Collected data:
PR #2916, opened 2026-09-10
Enforce master CR as sole controller owner

YCShen1010:
The fix enforces only the CommonService CR named common-service (the master CR) may ever be the controller owner of shared resources, regardless of which CR happens to be reconciling at any given moment.

Fixes # https://github.ibm.com/IBMPrivateCloud/roadmap/issues/70051

**What  changed**:
1. `addOwnerReference` (init.go)
Before building the owner reference, the function now checks whether the reconciling instance is the master CR. If it is not, it fetches `common-service` from the API server and uses its `Name` and `UID` instead. This means no secondary CR can ever become an owner going forward, no matter which reconcile loop runs first. If the master CR is not found yet, ownership is silently skipped rather than blocking the reconcile.

2. `EnsureControllerOwnerReference` (ownerreference.go)
When the resource already carries im-common-service as its controller, the master CR needs to reclaim it. This function now allows the incoming owner to replace an existing controller reference when both the old and new controller are the same Kind (CommonService).

### DIFF
--- a/internal/controller/bootstrap/init.go
+++ b/internal/controller/bootstrap/init.go
@@ -631,9 +631,14 @@ func (b *Bootstrap) shouldAddOwnerReference(
 	return false
 }
 
-// addOwnerReference ensures that obj is controlled by instance. It returns true
-// when the object was changed. The caller is responsible for persisting the
-// change and logging only after that persistence succeeds.
+// addOwnerReference ensures that obj is controlled by the master CommonService
+// CR (named constant.MasterCR).  When the reconciling instance is not the
+// master CR itself, the master CR is fetched from the API server so that its
+// UID is always used.  This guarantees that only one, well-known CR can ever
+// become the controller owner regardless of which CR triggered reconciliation.
+//
+// It returns true when the object was changed.  The caller is responsible for
+// persisting the change and logging only after that persistence succeeds.
 func (b *Bootstrap) addOwnerReference(
 	obj *unstructured.Unstructured,
 	instance *apiv3.CommonService,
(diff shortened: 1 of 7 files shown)


internal/controller/bootstrap/init.go
```diff
@@ -642,25 +641,29 @@ func (b *Bootstrap) addOwnerReference(
...
-		return false, nil
+	owner := instance
+	if owner.Name != constant.MasterCR || owner.Namespace != obj.GetNamespace() {
+		owner = &apiv3.CommonService{}
+		key := types.NamespacedName{Namespace: obj.GetNamespace(), Name: constant.MasterCR}
+		if err := b.Reader.Get(ctx, key, owner); err != nil {
+			if errors.IsNotFound(err) {
+				// PropagateDefaultCR creates the local clone later; its create
+				// event requeues the master CR to backfill ownership.
+				klog.V(2).Infof("Waiting for CommonService %s before adding owner reference to %s/%s",
```
Daniel-Fan, line 653: **`addOwnerReference` uses the package-level `context.Background()`, not the reconcile context**

`CreateOrUpdateFromYaml` — the only caller of this function — takes no `context.Context` parameter, so this `b.Reader.Get` call falls through to the package-level `var ctx = context.Background()` defined at line 95. This means:

- **Cancellation is not propagated.** If the reconcile is cancelled or times out, this lookup will not be aborted.
- **Trace/span context is lost**, which hurts observability in environments that inject tracing via context.

The pattern predates this PR (line 95 is pre-existing), so it is a carry-forward rather than a regression introduced here. But this is the first real API call placed on this code path, so it is a good moment to fix it. Suggested approach: thread `ctx context.Context` through `CreateOrUpdateFromYaml` and `addOwnerReference`:

```go
// Before
func (b *Bootstrap) CreateOrUpdateFromYaml(yamlContent []byte, instance *apiv3.CommonService, alwaysUpdate ...bool) error
func (b *Bootstrap) addOwnerReference(obj *unstructured.Unstructured, instance *apiv3.CommonService) (bool, error)

// After
func (b *Bootstrap) CreateOrUpdateFromYaml(ctx context.Context, yamlContent []byte, instance *apiv3.CommonService, alwaysUpdate ...bool) error
func (b *Bootstrap) addOwnerReference(ctx context.Context, obj *unstructured.Unstructured, instance *apiv3.CommonService) (bool, error)
```

internal/controller/common/ownerreference.go
```diff
@@ -53,6 +59,13 @@ func EnsureControllerOwnerReference(object metav1.Object, owner metav1.OwnerRefe
```
Daniel-Fan, line 52: **`replaceExistingSameKind` is invariably `true` at the only production call site**

The parameter was designed as a caller-controlled safety gate, and its doc comment says _"callers should only pass true when owner is the designated master CR"_. However `addOwnerReference` is the only production caller, and it **always** resolves `owner` to the local master CR before calling this function — so the parameter never varies in practice.

A boolean that is always `true` at the only call site does not enforce the invariant it was designed to enforce; a future caller could accidentally pass `true` without understanding the contract. Two cleaner options:

**Option A** — Remove the parameter and make the same-Kind replacement unconditional inside the function (already guarded by the `APIVersion+Kind` match):
```go
func EnsureControllerOwnerReference(object metav1.Object, owner metav1.OwnerReference) (bool, error)
```

**Option B** — Keep the parameter but also assert inside `addOwnerReference` that `owner.Name == constant.MasterCR` before passing `true`, making the implicit contract explicit:
```go
if owner.Name != constant.MasterCR {
    panic(fmt.Sprintf("BUG: replaceExistingSameKind=true called with non-master owner %q", owner.Name))
}
```

Either option makes the intent clearer than relying on doc-comment conventions alone.

Daniel-Fan (approved):
lgtm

**Brief:**
Filter the entries down to the lines with the word "contract" in them, and copy those lines.

**Output below:**
A boolean that is always `true` at the only call site does not enforce the invariant it was designed to enforce; a future caller could accidentally pass `true` without understanding the contract. Two cleaner options:
**Option B** — Keep the parameter but also assert inside `addOwnerReference` that `owner.Name == constant.MasterCR` before passing `true`, making the implicit contract explicit:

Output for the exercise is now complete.